The housing market is expected to continue to run red hot, despite looming headwinds.
The July quarter ASB Housing Confidence survey indicates a net 59 percent of respondents expected house prices will continue to increase, even though a net 54 percent expected interest rates to also rise.
Price optimism remained strong despite ASB forecasting house price growth to drop to just 2 percent next year.
ASB chief economist Nick Tuffley said he was not surprised people were doubtful of a slowdown, particularly with housing demand still outstripping supply.
"Given the recent government changes and new regulations have so far only slightly impacted the market, it's understandable that Kiwis are sceptical about a slow-down, particularly as annual house price growth has most recently hit 30 percent," he said.
Unsurprisingly, he said perceptions of whether it was a good time to buy remained negative, with 20 percent saying it was a bad time to buy, down only slightly on last quarter's 21 percent.
"For many watching the runaway housing market, it may be hard to imagine ever seeing a decline.

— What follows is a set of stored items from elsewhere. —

PR #2978, opened 2023-12-08
refactor: refactor sign method to allow unidentified lock scripts

Keith-CY:
The sign method is refactored to allow unidentified lock scripts
while skipped lock scripts are prevented outside the sign method

Notice that skipped lock scripts validation is not adopted when
a multisig transaction because it's explictly thrown
when no private key is found. It may be intended.

### DIFF
--- a/packages/neuron-wallet/src/services/transaction-sender.ts
+++ b/packages/neuron-wallet/src/services/transaction-sender.ts
@@ -67,12 +67,12 @@ export default class TransactionSender {
     walletID: string = '',
     transaction: Transaction,
     password: string = '',
-    skipLastInputs: boolean = true,
+    skipLastInput: boolean = true,
     skipSign = false
   ) {
     const tx = skipSign
       ? Transaction.fromObject(transaction)
-      : await this.sign(walletID, transaction, password, skipLastInputs)
+      : await this.sign(walletID, transaction, password, skipLastInput)
 
     return this.broadcastTx(walletID, tx)
   }
@@ -109,7 +109,7 @@ export default class TransactionSender {
     walletID: string = '',
     transaction: Transaction,
     password: string = '',
-    skipLastInputs: boolean = true,
+    skipLastInput: boolean = true,
     context?: RPC.RawTransaction[]
   ) {
     const wallet = this.walletService.get(walletID)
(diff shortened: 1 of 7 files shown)


yanguoyu (approved):

packages/neuron-wallet/src/services/transaction-sender.ts
```diff
@@ -183,13 +189,32 @@ export default class TransactionSender {
...
-      // A 65-byte empty signature used as placeholder
-      witnessesArgs[0].witnessArgs.setEmptyLock()
 
       const privateKey = findPrivateKey(witnessesArgs[0].lockArgs)
 
+      if (!privateKey) {
+        metadata.locks.skipped.add(lockHash)
+        witnessSigningEntries.forEach((entry, idx) => {
+          if (entry.lockHash === lockHash) {
+            const rawWitness = tx.witnesses[idx]
```
homura, line 208: Could the `tx.witnesses[idx]` be a `''` instead `'0x'`? If we are not sure about it, maybe we can replace this line with

```ts
const rawWitness = tx.witnesses[idx] || '0x'
```

Keith-CY: This branch is for skipped input/witness pair, and if the witness is a string, it will be returned without modification. From my perspective, it's weird to replace `''` with `'0x'` because it does some work but it's meaningless.

Keith-CY: How would you think of the explanation

homura: > This branch is for skipped input/witness pair, and if the witness is a string, it will be returned without modification. From my perspective, it's weird to replace '' with '0x' because it does some work but it's meaningless.

The reason I mentioned this is because I tried to skip unidentified locks locally but failed due to an empty [witness `""`](https://github.com/nervosnetwork/neuron/commit/27fcc6bd2dc45148b5f537af6d62abb231574e02#diff-6b4e52aade78db37f085688194f39382d8411f142f051ac17a199f52f6953babR248) in witnesses. And I was not quite sure which was wrong. If you haven't encountered the issue, maybe we don't need a default witness placeholder

homura (approved):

Despite this, there are a number of factors which are increasingly likely to put the brakes on."
The price optimism persisted despite the reintroduction of the Reserve Bank of New Zealand's (RBNZ) loan-to-value ratio (LVR) restrictions, government tax policies for property investors and some upward creep in mortgage rates, Tuffley said.
"Quite amazingly, Kiwis showed no real difference in price expectations for the quarter in question."
While house price expectations may be holding steady, interest rate rises were increasingly viewed as inevitable.
"It was very clear the RBNZ intended to lift the OCR (official cash rate) on August 18, but only held off because of the just-announced Covid community outbreak," he said, adding ASB was forecasting an OCR increase in October.
"The longer the lockdown in Auckland lasts, however, the more likely (the RBNZ) will continue to pause to assess how the longer-term picture has been changed (or not)."